Acoustic tweezers

Acoustic tweezers (also known as acoustical tweezers) are a set of tools that use sound waves to manipulate the position and movement of very small objects with a diameter of 100 nanometers to 10 millimeters with the max density of any object levitated this way being 5.7 g/cm^3 the sound used to levitate objects is in the range of 20 kHz and higher normally 40 kHz is used for most consumer tweezers and levitators.

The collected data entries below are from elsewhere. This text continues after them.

PR #1055, opened 2022-03-18
CLOUDP-115398: [Atlas CLI] Improve CLI login experience

andreaangiolillo:
## Proposed changes

_Jira ticket:_ CLOUDP-115398

## Checklist

## Further comments

In this PR we're including the following improvements to the login experience:

- Showing the message "you have already set the programmatic keys for this profile, run `atlas auth login --profile <profile_name>` to use your username and password on a new profile" when the user is trying to use auth login on a profile which has programmatic keys
- Enabling the flag `--loginOnly   Skip profile configuration.`

```
./bin/atlas auth login --help
Authenticate with MongoDB Atlas.

Usage:
  atlas auth login [flags]

Examples:
  To start the interactive setup:
  $ mongocli auth login


Flags:
      --gov         Log in to Atlas for Government.
  -h, --help        help for login
      --loginOnly   Skip profile configuration.
      --noBrowser   Don't try to open a browser session.

Global Flags:
  -P, --profile string   Profile to use from your configuration file.
```

```
/bin/atlas auth login --loginOnly
Error: you have already set the programmatic keys for this profile.

Run 'atlas auth login --profile <profile_name>' to use your username and password on a new profile
```


internal/cli/auth/login.go
```diff
@@ -88,6 +88,16 @@ func (opts *loginOpts) SetOAuthUpAccess() {
 }
 
 func (opts *loginOpts) Run(ctx context.Context) error {
+	// Check if user has already logged in
+	if s, err := opts.config.AccessTokenSubject(); err == nil && s != "" {
```
gssbzn, line 92: what will happen when the token expires?

andreaangiolillo: users will have to first run `auth logout` and then run `auth login` as I think they are doing right now

gssbzn (changes requested):
checking the token has a subject is not a good check, tokens expire which means users need to re-authenticate, you can check if the token has expired, we have logic for that but then we have a refresh token which sadly lacks expiration embedded and you can only verify it expired by trying to use it 
TL;DR preventing users to authenticate based on there being a token is no bueno and may lock out users with expired tokens

internal/cli/auth/login.go
andreaangiolillo: I see how it makes sense to check if the token is valid

gssbzn: right now I don't have to login, I just re-login

gssbzn: my recommendation to discuss with @dianchenghu and @boooczek is to ask users if they want to reauthenticate,
```bash
You are already authenticated as <>: do you want to re authenticate(Y/n): _
```

boooczek: I understand what we're discussing here is case when token expieres. Then when user types in "atlas login" the flow is as usual, i.e. they go through auth process in the browser.
@gssbzn why users would want to re-authenticate?

gssbzn: > why users would want to re-authenticate? Is it because their token might expire soon?
- I may have multiple atlas account (I do, personal and professional) and I may want to switch between them
- See my general comment on token expiration:  tokens expire which means users need to re-authenticate, you can check if the token has expired, we have logic for that but then we have a refresh token which sadly lacks expiration embedded and you can only verify it expired by trying to use it, there are two tokens one we know when it expires the second one we don't until we try to use it, we can't change how that second token works

internal/cli/auth/login.go
```diff
@@ -188,11 +210,13 @@ func LoginBuilder() *cobra.Command {
...
 	}
 
+	if config.ToolName == config.MongoCLI {
+		cmd.Flags().BoolVar(&opts.isCloudManager, "cm", false, "Log in to Cloud Manager.")
+	}
+
 	cmd.Flags().BoolVar(&opts.isGov, "gov", false, "Log in to Atlas for Government.")
-	cmd.Flags().BoolVar(&opts.isCloudManager, "cm", false, "Log in to Cloud Manager.")
 	cmd.Flags().BoolVar(&opts.noBrowser, "noBrowser", false, "Don't try to open a browser session.")
 	cmd.Flags().BoolVar(&opts.loginOnly, "loginOnly", false, "Skip profile configuration.")
```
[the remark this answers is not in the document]
andreaangiolillo: Leaving this comment open so that doc team can decide how to call this flag

internal/cli/root/atlas/builder.go
```diff
@@ -88,6 +89,14 @@ func Builder(profile *string) *cobra.Command {
 			"toc": "true",
 		},
 		PersistentPreRunE: func(cmd *cobra.Command, args []string) error {
+			if err := opts.InitFlow(); err != nil {
+				return err
+			}
+
+			if err := opts.RefreshAccessToken(cmd.Context()); err != nil {
+				return err
+			}
```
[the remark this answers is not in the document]
andreaangiolillo: makes sense. Updated

andreaangiolillo:
evergreen retry

internal/cli/root/atlas/builder.go
```diff
@@ -93,6 +94,13 @@ func Builder(profile *string) *cobra.Command {
...
 
 			if shouldCheckCredentials(cmd) {
+				if err := opts.InitFlow(); err != nil {
+					return err
+				}
+
+				if err := opts.RefreshAccessToken(cmd.Context()); err != nil {
+					return err
+				}
 				return validate.Credentials()
```
tibulca, line 104: not a strong opinion here (since I've seen both options in the past), but if refreshAccessToken fails do we want to fail the flow? Maybe the existing credentials are still valid. And if the credentials are not valid anymore the flow will be interrupted at by line `return validate.Credentials()`

tibulca: ignore this, checked the RefreshAccessMethod and if the token is valid it doesn't try to refresh it (I thought it will try to refresh it if x% of it's validity passed)
```
	if current.Valid() {
		return nil
	}
```

tibulca (approved):

internal/cli/auth/login.go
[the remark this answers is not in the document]
sarahsimpers: I do think skipConfig is a better name for it.

sarahsimpers (dismissed):
LGTM % comment on flag name, once this gets merged I will change the Atlas CLI docs to reflect this as the quickest getting started method. Thanks!

johansteyn (approved):
LGTM

tibulca (approved):

gssbzn (approved):
LGTM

Strictly speaking, only a single-beam based configuration can be called acoustical tweezers. However, the broad concept of acoustical tweezers involves two configurations of beams: single beam of sound and a reflector of the sound to create standing waves or two beams of sound pointed directly at each other. The technology works by controlling the position and distance of acoustic pressure nodes and antinodes, this draws objects to the nodes which have an average lower pressure because of acoustic radiation pressure unless the object is 10% or less the size of the wavelength in that case the ponderomotive force will overcome the acoustic radiation and the object will move to the antinode. The target object must be considerably smaller than the wavelength of sound used unless specific circumstances are underplay that tailor distance between the nodes and the wavelength used for the object in question to levitate objects that are much larger than the wavelength in use though this takes some carful math and a lot of trial and error. The use of one-dimensional standing waves to manipulate small particles was first reported in the 1982 research article "Ultrasonic Inspection of Fiber Suspensions".

Acoustic waves have been proven safe for biological objects, making them ideal for biomedical applications. Recently, applications for acoustic tweezers have been found in manipulating sub-millimetre objects, such as flow cytometry, cell separation, cell trapping, single-cell manipulation, and nanomaterial manipulation.